**Data records**
PR #8041, opened 2024-11-21
Fix: advanced search pills

jamil314:


packages/client/src/search/advancedSearch/utils.ts
```diff
@@ -165,7 +165,7 @@ export const transformAdvancedSearchLocalStateToStoreData = (
   ) {
     transformedStoreState.registrationStatuses =
       localState.registrationStatuses === RegStatus.Registered
-        ? [RegStatus.Registered, RegStatus.Certified, RegStatus.Issued]
+        ? [RegStatus.Registered, RegStatus.Issued]
```
Zangetsu101, line 168: @jamil314 let's keep this as they were previously as I remember there was a requirement that selecting "Registered" in the status dropdown should return all the records that have been registered, which includes both "Certified" & "Issued" ones

Zangetsu101 (changes requested):

Zangetsu101 (approved):

PR #8045, opened 2024-11-21
fix: Added types for anys

Eezi:


rikukissa (approved):

packages/client/src/components/form/FetchButton.tsx
```diff
@@ -33,7 +33,7 @@ interface IFetchButtonProps {
   modalTitle: string
   successTitle: string
   errorTitle: string
-  onFetch?: (response: any) => void
+  onFetch?: (response: void) => void
```
rikukissa, line 36: I'd type this with a generic type variable

```
interface IFetchButtonProps<T = unknown> {
  onFetch?: (response: T) => void
```

`unknown` type is a more suitable default here as there definitely in most cases is something in the HTTP response, we just don't know what exactly

PR #8066, opened 2024-11-25
fix: update client tests for after merging scopes

Nil20:


Zangetsu101:
@Nil20 The `declarationLocationId` was probably used to search for only the declarations related to the office of the current user. Could you just make sure that it's still like that?

PR #8067, opened 2024-11-25
feat: trigger build only on deploy to feature branch

Zangetsu101:
We don't really need to build images on every commit to a PR unless it has the "Ready to deploy" label


rikukissa (approved):

alsmk (approved):
Looks good

PR #8664, opened 2025-02-14
 feat: implement file exlporer

jamil314:


packages/client/src/v2-events/features/events/actions/correct/request/Review.tsx
```diff
@@ -59,14 +59,18 @@ export function Review() {
 
   async function handleEdit({
     pageId,
-    fieldId
+    fieldId,
+    skipConfirmation
```
rikukissa, line 63:
```suggestion
    confirmation = true
```

Would switching the api this way simplify the boolean logic or make it more complex?

rikukissa (approved):

PR #8666, opened 2025-02-14
fix: review declaration not sent

tahmidrahman-dsi:
**Context**
When an in-progress declaration by a field agent is completed by a registration agent or a registrar, the newly added field values are also sent in a separate array called `changedValues` to keep track what values were modified by the reviewer. Any bad data inside this array results in graphql error and the declaration gets stuck in the outbox.

**Prior to this change**
`idReader` holds a json object of type `{ data, loading, error }` those are not sent to the backend. But when a reviewer updates this field with a qr scan, it adds up with the `changedValues` array. But no item is allowed to have an object type value and it is defined by the graphql schema. For this reason, it becomes a bad data and produces this above mentioned error.

**After this change**
do not push id reader field value to `changedValues` array as it is not supposed to be sent


packages/client/src/transformer/index.ts
```diff
@@ -166,7 +167,9 @@ const toCorrectionValue = (
 }
 
 function isMetaTypeField(field: IFormField): boolean {
```
naftis, line 169:
```suggestion
/**
  * Meta type field suggests it has special functionality needed for the form. Cannot be hidden.
  */
function isMetaTypeField(field: IFormField): boolean {
```

naftis (approved):

packages/client/src/transformer/index.ts
naftis: small doc addition as I had to check what's the idea of this :P

PR #8667, opened 2025-02-14
fix(v1.6.3): Improve performance when location level numbers are high

tumbledwyer:
The first PR to address some of the performance issues encountered in Uganda due to location levels being around 120k.

Two methods are doing most of the calls:

`locationHierarchyHandler`:
Every time we get the form from the country config, it gets the user details, which gets the hierarchy for that user's office.
The original call loaded the entire location hierarchy into memory and searched for parents of the office location.
This has been replaced by a call to hearth per parent. Which makes about 4 calls.

`resolveChildren`:
This is called for a number of reasons, but calling it when the location is an office means there will definitely be no children so there's no point loading the entire location hierarchy into memory.
This function now calls to mongo directly so the graph traversal happens in the db, rather than in the app.

Farajaland PR: https://github.com/opencrvs/opencrvs-farajaland/pull/1234
Country config PR: https://github.com/opencrvs/opencrvs-countryconfig/pull/433
e2e PR: https://github.com/opencrvs/e2e/pull/27


packages/config/src/environment.ts
```diff
@@ -27,5 +27,6 @@ export const env = cleanEnv(process.env, {
   COUNTRY_CONFIG_URL: url({ devDefault: 'http://localhost:3040/' }),
   MONGO_URL: url({ devDefault: 'mongodb://localhost/application-config' }),
   USER_MANAGEMENT_URL: url({ devDefault: 'http://localhost:3030/' }),
-  FHIR_URL: url({ devDefault: 'http://localhost:3447/fhir' })
+  FHIR_URL: url({ devDefault: 'http://localhost:3447/fhir' }),
+  HEARTH_MONGO_URL: str({ default: 'mongodb://localhost/hearth-dev' })
```
euanmillar, line 31: @tumbledwyer if we cannot add this environment variable for HEARTH_MONGO_URL into docker-compose files in core in this PR, then we will need a companion PR in opencrvs-farajaland and opencrvs-countryconfig in order to add  into the docker compose files there

euanmillar (changes requested):
Just an environment var required in docker-compose

packages/config/src/handlers/locations/children.ts
```diff
@@ -10,19 +10,25 @@
...
 
-  return [location, ...resolveLocationChildren(location, locations)]
+  const children = await resolveLocationChildren(locationId)
+
+  return [location, ...children]
+}
+
+function isTypeOf(location: SavedLocation, type: string) {
+  return location?.type?.coding?.some((x) => x.code === type)
 }
```
naftis, line 34: https://github.com/opencrvs/opencrvs-core/blob/16759a9c43dff8ba3d002ffb7b71e6ad7282afdb/packages/commons/src/fhir/location.ts#L118
We have this type of `isHealthFacility` helper in commons, a `isCrvsOffice` could be good for consistency?

naftis (approved):
As a solution this seems solid. This is definitely something database should handle, but we decided to keep this initially simple to help potentially migrating away from Hearth in the future. A graph this big wasn't considered.

I don't recall Redis being used to cache the location graph yet, but the MongoDB access might be faster eventually as Redis might not handle graphs very well. Caching the results of these queries in Redis could be possible but cache usually leads to other sorts of issues 🤔

packages/config/src/environment.ts
rikukissa: That's correct. I think you need to add this both to docker-compose.yml in core and also in country-config and farajaland and also https://github.com/opencrvs/e2e

tumbledwyer: Thanks for the catch. I've updated and created PRs for country config and faraland. 
e2e isn't letting me push a branch though...

packages/config/package.json
```diff
@@ -31,6 +31,8 @@
     "jsonwebtoken": "^9.0.0",
     "jwt-decode": "^3.0.0",
     "lodash": "^4.17.21",
+    "mongodb": "^6.13.0",
+    "mongodb-memory-server": "^10.1.3",
```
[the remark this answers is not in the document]
tumbledwyer: Done

packages/commons/src/fhir/location.ts
```diff
@@ -121,6 +121,10 @@ export function isHealthFacility(
   return location.type?.coding?.[0].code === 'HEALTH_FACILITY'
 }
 
+export function isOffice(location: Location): location is HealthFacility {
```
Zangetsu101, line 124:
```suggestion
export function isOffice(location: Location): location is CRVSOffice {
```
or something similar?

tumbledwyer: Whoops. Thanks for that catch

**What you should do**
Please copy out the data above exactly.

**Answer area**
PR #8041, opened 2024-11-21
Fix: advanced search pills

jamil314:


packages/client/src/search/advancedSearch/utils.ts
```diff
@@ -165,7 +165,7 @@ export const transformAdvancedSearchLocalStateToStoreData = (
   ) {
     transformedStoreState.registrationStatuses =
       localState.registrationStatuses === RegStatus.Registered
-        ? [RegStatus.Registered, RegStatus.Certified, RegStatus.Issued]
+        ? [RegStatus.Registered, RegStatus.Issued]
```
Zangetsu101, line 168: @jamil314 let's keep this as they were previously as I remember there was a requirement that selecting "Registered" in the status dropdown should return all the records that have been registered, which includes both "Certified" & "Issued" ones

Zangetsu101 (changes requested):

Zangetsu101 (approved):

PR #8045, opened 2024-11-21
fix: Added types for anys

Eezi:


rikukissa (approved):

packages/client/src/components/form/FetchButton.tsx
```diff
@@ -33,7 +33,7 @@ interface IFetchButtonProps {
   modalTitle: string
   successTitle: string
   errorTitle: string
-  onFetch?: (response: any) => void
+  onFetch?: (response: void) => void
```
rikukissa, line 36: I'd type this with a generic type variable

```
interface IFetchButtonProps<T = unknown> {
  onFetch?: (response: T) => void
```

`unknown` type is a more suitable default here as there definitely in most cases is something in the HTTP response, we just don't know what exactly

PR #8066, opened 2024-11-25
fix: update client tests for after merging scopes

Nil20:


Zangetsu101:
@Nil20 The `declarationLocationId` was probably used to search for only the declarations related to the office of the current user. Could you just make sure that it's still like that?

PR #8067, opened 2024-11-25
feat: trigger build only on deploy to feature branch

Zangetsu101:
We don't really need to build images on every commit to a PR unless it has the "Ready to deploy" label


rikukissa (approved):

alsmk (approved):
Looks good

PR #8664, opened 2025-02-14
 feat: implement file exlporer

jamil314:


packages/client/src/v2-events/features/events/actions/correct/request/Review.tsx
```diff
@@ -59,14 +59,18 @@ export function Review() {
 
   async function handleEdit({
     pageId,
-    fieldId
+    fieldId,
+    skipConfirmation
```
rikukissa, line 63:
```suggestion
    confirmation = true
```

Would switching the api this way simplify the boolean logic or make it more complex?

rikukissa (approved):

PR #8666, opened 2025-02-14
fix: review declaration not sent

tahmidrahman-dsi:
**Context**
When an in-progress declaration by a field agent is completed by a registration agent or a registrar, the newly added field values are also sent in a separate array called `changedValues` to keep track what values were modified by the reviewer. Any bad data inside this array results in graphql error and the declaration gets stuck in the outbox.

**Prior to this change**
`idReader` holds a json object of type `{ data, loading, error }` those are not sent to the backend. But when a reviewer updates this field with a qr scan, it adds up with the `changedValues` array. But no item is allowed to have an object type value and it is defined by the graphql schema. For this reason, it becomes a bad data and produces this above mentioned error.

**After this change**
do not push id reader field value to `changedValues` array as it is not supposed to be sent


packages/client/src/transformer/index.ts
```diff
@@ -166,7 +167,9 @@ const toCorrectionValue = (
 }
 
 function isMetaTypeField(field: IFormField): boolean {
```
naftis, line 169:
```suggestion
/**
  * Meta type field suggests it has special functionality needed for the form. Cannot be hidden.
  */
function isMetaTypeField(field: IFormField): boolean {
```

naftis (approved):

packages/client/src/transformer/index.ts
naftis: small doc addition as I had to check what's the idea of this :P

PR #8667, opened 2025-02-14
fix(v1.6.3): Improve performance when location level numbers are high

tumbledwyer:
The first PR to address some of the performance issues encountered in Uganda due to location levels being around 120k.

Two methods are doing most of the calls:

`locationHierarchyHandler`:
Every time we get the form from the country config, it gets the user details, which gets the hierarchy for that user's office.
The original call loaded the entire location hierarchy into memory and searched for parents of the office location.
This has been replaced by a call to hearth per parent. Which makes about 4 calls.

`resolveChildren`:
This is called for a number of reasons, but calling it when the location is an office means there will definitely be no children so there's no point loading the entire location hierarchy into memory.
This function now calls to mongo directly so the graph traversal happens in the db, rather than in the app.

Farajaland PR: https://github.com/opencrvs/opencrvs-farajaland/pull/1234
Country config PR: https://github.com/opencrvs/opencrvs-countryconfig/pull/433
e2e PR: https://github.com/opencrvs/e2e/pull/27


packages/config/src/environment.ts
```diff
@@ -27,5 +27,6 @@ export const env = cleanEnv(process.env, {
   COUNTRY_CONFIG_URL: url({ devDefault: 'http://localhost:3040/' }),
   MONGO_URL: url({ devDefault: 'mongodb://localhost/application-config' }),
   USER_MANAGEMENT_URL: url({ devDefault: 'http://localhost:3030/' }),
-  FHIR_URL: url({ devDefault: 'http://localhost:3447/fhir' })
+  FHIR_URL: url({ devDefault: 'http://localhost:3447/fhir' }),
+  HEARTH_MONGO_URL: str({ default: 'mongodb://localhost/hearth-dev' })
```
euanmillar, line 31: @tumbledwyer if we cannot add this environment variable for HEARTH_MONGO_URL into docker-compose files in core in this PR, then we will need a companion PR in opencrvs-farajaland and opencrvs-countryconfig in order to add  into the docker compose files there

euanmillar (changes requested):
Just an environment var required in docker-compose

packages/config/src/handlers/locations/children.ts
```diff
@@ -10,19 +10,25 @@
...
 
-  return [location, ...resolveLocationChildren(location, locations)]
+  const children = await resolveLocationChildren(locationId)
+
+  return [location, ...children]
+}
+
+function isTypeOf(location: SavedLocation, type: string) {
+  return location?.type?.coding?.some((x) => x.code === type)
 }
```
naftis, line 34: https://github.com/opencrvs/opencrvs-core/blob/16759a9c43dff8ba3d002ffb7b71e6ad7282afdb/packages/commons/src/fhir/location.ts#L118
We have this type of `isHealthFacility` helper in commons, a `isCrvsOffice` could be good for consistency?

naftis (approved):
As a solution this seems solid. This is definitely something database should handle, but we decided to keep this initially simple to help potentially migrating away from Hearth in the future. A graph this big wasn't considered.

I don't recall Redis being used to cache the location graph yet, but the MongoDB access might be faster eventually as Redis might not handle graphs very well. Caching the results of these queries in Redis could be possible but cache usually leads to other sorts of issues 🤔

packages/config/src/environment.ts
rikukissa: That's correct. I think you need to add this both to docker-compose.yml in core and also in country-config and farajaland and also https://github.com/opencrvs/e2e

tumbledwyer: Thanks for the catch. I've updated and created PRs for country config and faraland. 
e2e isn't letting me push a branch though...

packages/config/package.json
```diff
@@ -31,6 +31,8 @@
     "jsonwebtoken": "^9.0.0",
     "jwt-decode": "^3.0.0",
     "lodash": "^4.17.21",
+    "mongodb": "^6.13.0",
+    "mongodb-memory-server": "^10.1.3",
```
[the remark this answers is not in the document]
tumbledwyer: Done

packages/commons/src/fhir/location.ts
```diff
@@ -121,6 +121,10 @@ export function isHealthFacility(
   return location.type?.coding?.[0].code === 'HEALTH_FACILITY'
 }
 
+export function isOffice(location: Location): location is HealthFacility {
```
Zangetsu101, line 124:
```suggestion
export function isOffice(location: Location): location is CRVSOffice {
```
or something similar?

tumbledwyer: Whoops. Thanks for that catch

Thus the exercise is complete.